What to do
Searching the material below, find each line that includes the word "rendered", and copy it.

Provided records
PR #4017, opened 2015-04-14
don't install django 1.8

jedie:
If somebody runs "pip install --upgrade django-cms" on current 3.0.x branch, it will run into a unusable environment, because django 1.8 will be installed :(


mkoistinen:
Thanks for this!

Issue #5053, opened 2016-03-02
Can't add django cms plugin, haven't necessary permissions.


timur-orudzhov:
Hello. I've got some problems with plugins. I'm a superuser and have all rights, which I could need. But when I try to add a new plugin, there is an error 403 with message:"You have no rights for that". I created a "pages global permissions" for my user, I tryed to create "user-page" user. I uses two django cms versions 3.1.3 and 3.1.5.  However, it doesn't help. And I have no idea what to do.

yakky:
Does this happens on plain CMS pages on apphooks?

timur-orudzhov:
@yakky on plain cms pages

Unysova:
@yakky And there is an interesting thing.The problem occurs only when we use tag "placeholder", when we use "static placeholder", everything is fine

czpython:
@timur-orudzhov @Unysova Can you verify that the page in question does not have any apphook attached to it? There's a known issue where using a `{% placeholder %}` tag inside an apphook rendered template will throw the misleading permission error when trying to add a plugin to it.

Apphook rendered templates are not allowed to have `{% placeholder %}` tags as of 3.0.0

czpython:
Closing due to inactivity.
Issue is likely caused by using a placeholder inside of an apphooked page.

PR #5133, opened 2016-04-04
Add missing permission name

piotrjakimiak:
Permission cms.change_page is missing name when created in migration 0010.
Added migration which update value of that Permission.

### DIFF
--- a/cms/migrations/0015_auto_20160404_1908.py
+++ b/cms/migrations/0015_auto_20160404_1908.py
@@ -1,0 +1,31 @@
+# -*- coding: utf-8 -*-
+from __future__ import unicode_literals
+
+from django.contrib.auth.models import Permission
+from django.contrib.contenttypes.models import ContentType
+from django.db import migrations, models
+
+
+def forwards(apps, schema_editor):
+    page_model = apps.get_model('cms', 'Page')
+    page_ctype = ContentType.objects.get_for_model(page_model)
+    Permission.objects.filter(
+        name='',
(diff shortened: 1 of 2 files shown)


cms/migrations/0015_auto_20160404_1908.py
```diff
@@ -0,0 +1,34 @@
...
+        name='',
+        codename='change_page', content_type=page_ctype).update(name='Can change page')
+
+
+def backwards(apps, schema_editor):
+    page_model = apps.get_model('cms', 'Page')
+    page_ctype = ContentType.objects.get_for_model(page_model)
+    Permission.objects.filter(
+        name='Can change page',
+        codename='change_page', content_type=page_ctype).update(name='')
```
piotrjakimiak: I'm not sure if backward migration should set empty name.

timur-orudzhov:
@piotrjakimiak Thank you ! Your commit fixed my bug - https://github.com/divio/django-cms/issues/5053

cms/migrations/0015_auto_20160404_1908.py
yakky: @piotrjakimiak Nope, I'd just leave as is when doing backward

yakky:
LGTM. I'll apply this to 3.1 (when first error appeared) and then I'll forward port this

yakky:
@piotrjakimiak thanks for sharing this. I applied to 3.1, will forward port in the next days

PR #5141, opened 2016-04-06
Improve wizard support for i18n projects

mkoistinen:


cms/wizards/views.py
```diff
@@ -28,14 +28,12 @@ class WizardViewMixin(object):
 
     @transaction.atomic
     def dispatch(self, request, *args, **kwargs):
-        self.language_code = get_language_from_request(request, check_path=True)
         response = super(WizardViewMixin, self).dispatch(
             request, *args, **kwargs)
         return response
 
     def get_form_kwargs(self):
```
czpython: you can remove this if we no longer add any kwargs here

czpython:
:+1:

PR #5142, opened 2016-04-06
fixes #5140

### LINKED ISSUE #5140: Page marked as "pending" on move even if unpublished
1. Create root page "sections"
2. Create root page "section 1"
3. Publish both pages
4. Unpublish "section 1"
5. Move "section 1" to be a child of "sections"
6. "section 1" will now be marked as pending

https://drive.google.com/file/d/0B9SwgyV0g1hSc1RSLVoxcVJFNDQ/view

Related to #5107
Verified as a regression of 3.2.
Regression came from https://github.com/divio/django-cms/commit/ec1d6c3c1d666efe3cb6eec5a13f59d81f0fbc42.

czpython:
* Fixed #5140
* Fixed bug where an unpublished child page would be set to pending if it's parent was unpublished.
* Refactored move_page to no longer publish pages.
  instead it now calls ``mark_as_published`` and ``mark_descendants_as_published``.
  This is to avoid executing the whole publication logic on page move which can result in many
  inconsistencies.
* Refactored the logic from ``publish()`` that updates the state of descendant pages
  into a new method called ``mark_descendants_as_published``.
  This is to allow other actions like moving a page to benefit from this operation without
  calling ``publish()``. The refactor removed a lot of dead code.

### DIFF
--- a/cms/models/pagemodel.py
+++ b/cms/models/pagemodel.py
@@ -840,14 +840,9 @@ class Page(six.with_metaclass(PageMetaClass, MP_Node)):
                 if not publisher_public.parent_id:
                     publisher_public = page._publisher_save_public(publisher_public)
 
-                # query and caching optimization
-
-                if publisher_public.parent_id and not publisher_public.parent:
-                    page.publisher_public.parent = Page.objects.get(pk=page.publisher_public.parent_id)
-
                 # Check if the parent of this page's
                 # public version is published.
-                if page.publisher_public.parent.is_published(language):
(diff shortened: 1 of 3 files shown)


czpython:
@yakky @mkoistinen please review.
I will backport this into 3.2.x once merged.
This fixes a few critical issues on 3.2.x and thus a new release there should be planned for no later than next week.

mkoistinen:
This looks really good, @czpython. Also, thanks for both retaining existing and writing new comments. Very clear code, easy to follow and thorough. 👍

PR #5145, opened 2016-04-07
Improve plugin related names

mkoistinen:
This is the continuing saga of Django 1.9 vs. cmsplugin_ptr. The changes in this PR were initially contributed by @yakky's #5032.


czpython:
why cms/tests/test_frontend.py → cms/tests/DISABLED_test_frontend.py ?

cms/models/pluginmodel.py
```diff
@@ -48,6 +48,20 @@ def __new__(cls, name, bases, attrs):
...
+        # related descriptor to avoid name clashes for plugins with the same
+        # fieldnames. Skip this check if the parent-child field has been
+        # explicitly defined in the plugin subclass
+        #
+        # NOTE: We only do concrete classes, skipping the abstract ones
+        if 'cmsplugin_ptr' not in attrs and not new_class._meta.abstract:
+            for field in new_class._meta.fields:
+                if field.name == 'cmsplugin_ptr':
+                    app_label = new_class._meta.app_label
+                    model_name = new_class._meta.concrete_model._meta.model_name
```
czpython: huh? are you not already skipping non-concrete classes?

cms/models/pluginmodel.py
```diff
@@ -48,6 +48,20 @@ def __new__(cls, name, bases, attrs):
         # create a new class (using the super-metaclass)
         new_class = super(PluginModelBase, cls).__new__(cls, name, bases, attrs)
 
+        # Set the one-to-one parent-child field to not create the reverse
+        # related descriptor to avoid name clashes for plugins with the same
+        # fieldnames. Skip this check if the parent-child field has been
+        # explicitly defined in the plugin subclass
+        #
+        # NOTE: We only do concrete classes, skipping the abstract ones
+        if 'cmsplugin_ptr' not in attrs and not new_class._meta.abstract:
```
czpython: we should test how this works with proxy models

cms/models/pluginmodel.py
mkoistinen: Yes. strangely, _meta.model_name still comes back with the _deferred_path bit... This fixed it.

czpython: that's very strange.. I advise to look into why it happens.

cms/models/pluginmodel.py
mkoistinen: I've yet to see a CMSPlugin that uses a proxy model... have you?

cms/models/pluginmodel.py
yakky: @mkoistinen could you clarify more this point? What do you mean with ``..._deferred_path`` bit?

cms/models/pluginmodel.py
yakky: I agree, we should explicitly skip proxied models too

yakky:
Currently there is an issue with MTI: the plugins that inherit for a parent plugin overwrites the related_name, which must be kept to the parent one.
I'll send a PR with a test for this, and eventally a solution

yakky:
@mkoistinen @czpython I opened a PR to your branch https://github.com/mkoistinen/django-cms/pull/2

mkoistinen:
This is failing integration tests inside of the call to Django's `get_deleted_objects()`:

https://gist.github.com/mkoistinen/028dd9690d19f6ac1f86a6f791fa4545

Any ideas how to make this work?

mkoistinen:
Django 1.8 and Python 3.4

PR #5147, opened 2016-04-08
Migrate toolbar tests

vxsx:
covers apphook selection
removes already covered tests from test_frontend.py
adds `--no-server` option for local development
adds more info about installation


FinalAngel:
LGTM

Task output
@timur-orudzhov @Unysova Can you verify that the page in question does not have any apphook attached to it? There's a known issue where using a `{% placeholder %}` tag inside an apphook rendered template will throw the misleading permission error when trying to add a plugin to it.
Apphook rendered templates are not allowed to have `{% placeholder %}` tags as of 3.0.0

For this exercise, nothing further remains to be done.